◆ WHAT THE TASK ASKS ◆
Quote the entries below from the line with "from follow-up results." through the line with "follow_up_symbols_from(initial_results: &[SearchResult]) ->", both ends included, and only those lines.

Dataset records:
PR #146, opened 2026-08-23
fix(retrieval): pick deep-search follow-up symbols deterministically

### LINKED ISSUE #145: fix(retrieval): deep-search follow-up symbols picked from a HashSet make multi-hop results nondeterministic
## Summary

`execute_iterative_search_with_context` in `crates/vera-core/src/retrieval/iterative_search.rs` picks the follow-up symbols for the second hop from a `HashSet`, whose iteration order is randomized per process:

```rust
.collect::<HashSet<_>>()
.into_iter()
.take(5)
```

When the initial results carry more than five distinct symbol names, `.take(5)` selects a process-random subset. Those symbols drive the follow-up searches, so both the result set and merged order differ between two runs of the identical query. The same function feeds RAG fusion's fallback path (`rag_fusion.rs` calls `execute_iterative_search_with_context`), where different follow-up symbols mean genuinely different fused content, not just reordering.

## Reproduction

1. Index a repo where a deep-search query yields more than five distinct symbol names in the initial results.
2. Run `vera deep-search "<query>"` (no completion endpoint configured, so the iterative fallback runs) several times.
3. Observe different follow-up symbols and different final results across runs; retrying to reproduce an earlier result is impossible.

Related: #122 (trailing-period ordering nondeterminism) was fixed at a different site; this one survived it.

## Expected behaviour

Identical input queries must produce identical multi-hop searches. The selection should be deterministic while still preferring relevance - e.g. keep first-appearance order of symbols in the initial (ranked) results and take the first five, or use a sorted structure.

## Suggested fix

Replace the `HashSet` round-trip with a deterministic collection: either `BTreeSet`, or dedupe preserving first-appearance order in the ranked initial results before `.take(5)`. Add a regression test that pins which five symbols are chosen for a >5-symbol fixture.

citron07r:
Closes #145.

## Problem

The follow-up symbols for deep search's second hop were deduped through a `HashSet` and capped with `.take(5)`. Whenever the initial results carried more than five distinct qualifying symbol names, the selection was process-random: two runs of the identical query could issue different second-hop searches and return genuinely different results (not just reordering). This also fed RAG fusion's fallback path, where different symbols mean different fused content.

## Fix

Dedupe while preserving first-appearance order of the ranked initial results (`HashSet` as seen-set only), then take five. Relevance order now decides instead of hash seeds. The selection logic is extracted into a pure `follow_up_symbols_from(&[SearchResult])` so it can be tested without a `SearchContext`.

## Verification

Ran locally on this branch:

- New tests (order under the cap; >5 cap takes first five in ranked order; dedupe + generic-name filtering):
  - **Against the old HashSet round-trip (reverted helper, tests kept):** all three fail (reinjection check).
  - **With the fix:** 3 passed.
- Full module suite: `cargo test -p vera-core --lib iterative_search` — 3 passed, 0 failed.
- `cargo fmt -p vera-core --check`: clean.
- `cargo clippy -p vera-core --lib`: only the 5 pre-existing warnings documented in CLAUDE.md.

Not run: end-to-end multi-hop deep search against a live index (the pure function pins the exact selection contract; the hop loop is unchanged apart from consuming its deterministic output).

---
## Summary by cubic
Make deep-search follow-up symbol selection deterministic. Old behavior deduped via a HashSet and took 5, yielding process-random symbols when >5 qualified; new behavior preserves first-appearance order of ranked results, then takes the first 5. This stabilizes second-hop queries and downstream fusion content.

- Extracts selection into a pure function follow_up_symbols_from that dedupes in order and skips generic names (e.g., main, init), then caps at five; `execute_iterative_search_with_context` now uses it.
- Adds unit tests covering order under the cap, >5 cap behavior, and dedupe plus generic-name filtering.
- Changes confined to `crates/vera-core/src/retrieval/iterative_search.rs`; no API or config changes.

<sup>Written for commit c7aa256c73ec0cf7abcabbd9b626e9ca52f9c9da. Summary will update on new commits.</sup>

<a href="https://cubic.dev/pr/VeraTools/Vera/pull/146?utm_source=github" target="_blank" rel="noopener noreferrer" data-no-image-dialog="true"><picture><source media="(prefers-color-scheme: dark)" srcset="https://www.cubic.dev/buttons/review-in-cubic-dark.svg"><source media="(prefers-color-scheme: light)" srcset="https://www.cubic.dev/buttons/review-in-cubic-light.svg">Review in cubic</picture></a>

## Summary by CodeRabbit

* **Improvements**
  * Improved iterative search to identify relevant follow-up symbols in a consistent ranked order.
  * Removed duplicate and overly generic symbol names from follow-up results.
  * Limited follow-up suggestions to a maximum of five items.

### DIFF
--- a/crates/vera-core/src/retrieval/iterative_search.rs
+++ b/crates/vera-core/src/retrieval/iterative_search.rs
@@ -13,6 +13,29 @@ use crate::types::{SearchFilters, SearchResult};
 use super::query_utils::result_key;
 use super::search_service::{SearchContext, SearchTimings};
 
+/// Follow-up symbols for the next hop: deduped, generic noise names skipped,
+/// capped at five, in first-appearance order of the ranked initial results.
+/// A `HashSet` round-trip here used to make the choice process-random whenever
+/// more than five distinct symbols qualified, so two runs of the identical
+/// query could search different second hops and return different results.
+fn follow_up_symbols_from(initial_results: &[SearchResult]) -> Vec<String> {
+    let mut seen = HashSet::new();
+    initial_results
+        .iter()
+        .filter_map(|r| r.symbol_name.clone())
+        .filter(|name| {
+            let lower = name.to_ascii_lowercase();
+            // Skip generic names that would produce noisy results.
+            !matches!(
+                lower.as_str(),
+                "main" | "new" | "default" | "test" | "init" | "run" | "setup"
+            )
+        })
+        .filter(|name| seen.insert(name.clone()))
+        .take(5)
+        .collect()
+}
+
 /// Run an iterative (multi-hop) search.
 ///
 /// 1. Execute the initial query via `context.search`.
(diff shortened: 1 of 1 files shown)


lemon07r:
Superseded by abed08d on master: follow-up symbols are now picked deterministically by ranked first appearance with the same cap of 5 and generic-name filtering, with determinism tests. Closes #145.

◆ ANSWER BOX ◆
  * Removed duplicate and overly generic symbol names from follow-up results.
  * Limited follow-up suggestions to a maximum of five items.

### DIFF
--- a/crates/vera-core/src/retrieval/iterative_search.rs
+++ b/crates/vera-core/src/retrieval/iterative_search.rs
@@ -13,6 +13,29 @@ use crate::types::{SearchFilters, SearchResult};
 use super::query_utils::result_key;
 use super::search_service::{SearchContext, SearchTimings};
 
+/// Follow-up symbols for the next hop: deduped, generic noise names skipped,
+/// capped at five, in first-appearance order of the ranked initial results.
+/// A `HashSet` round-trip here used to make the choice process-random whenever
+/// more than five distinct symbols qualified, so two runs of the identical
+/// query could search different second hops and return different results.
+fn follow_up_symbols_from(initial_results: &[SearchResult]) -> Vec<String> {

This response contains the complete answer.